LISTED RECORDS ▸
PR #1794, opened 2019-09-07
FileBackend using Track.replace() instead of Track.copy()

kingosticks:
The `copy` method of our models has been deprecated for some time and was finally removed as part of #1774

Also added a simple test.


jodal:
:+1:

PR #1795, opened 2019-09-07
state_changed should use getter/setter for accessing playback state.

kingosticks:
This was missed during #1768. Partly because it has no test coverage, so I added something simple.


jodal:
:+1:

PR #1796, opened 2019-09-08
fix websocket broadcasts in Tornado 5.x

kingosticks:
In Tornado 4.x and earlier, `IOLoop.current()` would return the global IOLoop
if there was no IOLoop already running in the calling thread. This was the
case when calling our websocket handler's `broadcast` method from the `HttpFrontend` thread
and so callbacks were correctly scheduled on the `HttpServer` thread's IOLoop.
However, in Tornado 5.0+, the idea of a global IOLoop is gone and calling
`IOLoop.current()` will simply create a new IOLoop if there isn't one already
running in the calling thread.
This incorrectly resulted in callbacks being scheduled on that new IOLoop
which is never actually started and so the broadcasts were never sent.

To fix this we explicitly provide `broadcast` with the correct IOLoop to use (`HttpServer`'s).

Also, `tornado.websocket.websocket_connect` removed the io_loop parameter, which we don't seem to need. I gave up trying to get the tests to fail under Tornado 5.x.

This is related to #1716.

### DIFF
--- a/mopidy/http/actor.py
+++ b/mopidy/http/actor.py
@@ -75,14 +75,14 @@ class HttpFrontend(pykka.ThreadingActor, CoreListener):
         self.server.stop()
 
     def on_event(self, name, **data):
-        on_event(name, **data)
+        on_event(name, self.server.io_loop, **data)
 
 
-def on_event(name, **data):
+def on_event(name, ioloop, **data):
     event = data
     event['event'] = name
     message = json.dumps(event, cls=models.ModelJSONEncoder)
-    handlers.WebSocketHandler.broadcast(message)
+    handlers.WebSocketHandler.broadcast(ioloop, message)
 
 
 class HttpServer(threading.Thread):
--- a/mopidy/http/handlers.py
+++ b/mopidy/http/handlers.py
@@ -98,9 +98,7 @@ class WebSocketHandler(tornado.websocket.WebSocketHandler):
     clients = set()
 
     @classmethod
-    def broadcast(cls, msg):
-        loop = tornado.ioloop.IOLoop.current()
-
+    def broadcast(cls, loop, msg):
         # This can be called from outside the Tornado ioloop, so we need to
         # safely cross the thread boundary by adding a callback to the loop.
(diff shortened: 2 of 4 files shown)


mopidy/http/actor.py
```diff
@@ -75,14 +75,14 @@ def on_stop(self):
         self.server.stop()
 
     def on_event(self, name, **data):
-        on_event(name, **data)
+        on_event(name, self.server.io_loop, **data)
 
 
-def on_event(name, **data):
+def on_event(name, ioloop, **data):
```
jodal: For consistent naming:

```suggestion
def on_event(name, io_loop, **data):
```

mopidy/http/handlers.py
```diff
@@ -98,9 +98,7 @@ class WebSocketHandler(tornado.websocket.WebSocketHandler):
     clients = set()
 
     @classmethod
-    def broadcast(cls, msg):
-        loop = tornado.ioloop.IOLoop.current()
-
+    def broadcast(cls, loop, msg):
```
jodal: On Python 3, I'd consider making `io_loop` a kwarg-only argument, though that is an exercise left for the (near) future. However, we can order the arguments now so that we easily can change this to `def broadcast(self, msg, *, io_loop)` later.

```suggestion
    def broadcast(cls, msg, io_loop):
```

tests/http/test_events.py
```diff
@@ -11,20 +11,23 @@
 @mock.patch('mopidy.http.handlers.WebSocketHandler.broadcast')
 class HttpEventsTest(unittest.TestCase):
 
+    def setUp(self):
+        self.loop = mock.Mock()
```
jodal:
```suggestion
        self.io_loop = mock.Mock()
```

kingosticks:
Wow, the fact I managed to mess up that fixup and the tests still passed is really still a bit of an issue...

jodal:
Not entirely with you. Is it anything that should be fixed before merging?

kingosticks:
Nah, false alarm, it's good to go.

ABOUT THIS EXERCISE ▸
Within the records above, how many lines include the word "there"? Only the number is wanted.

ANSWER FOR THIS EXERCISE ▸
2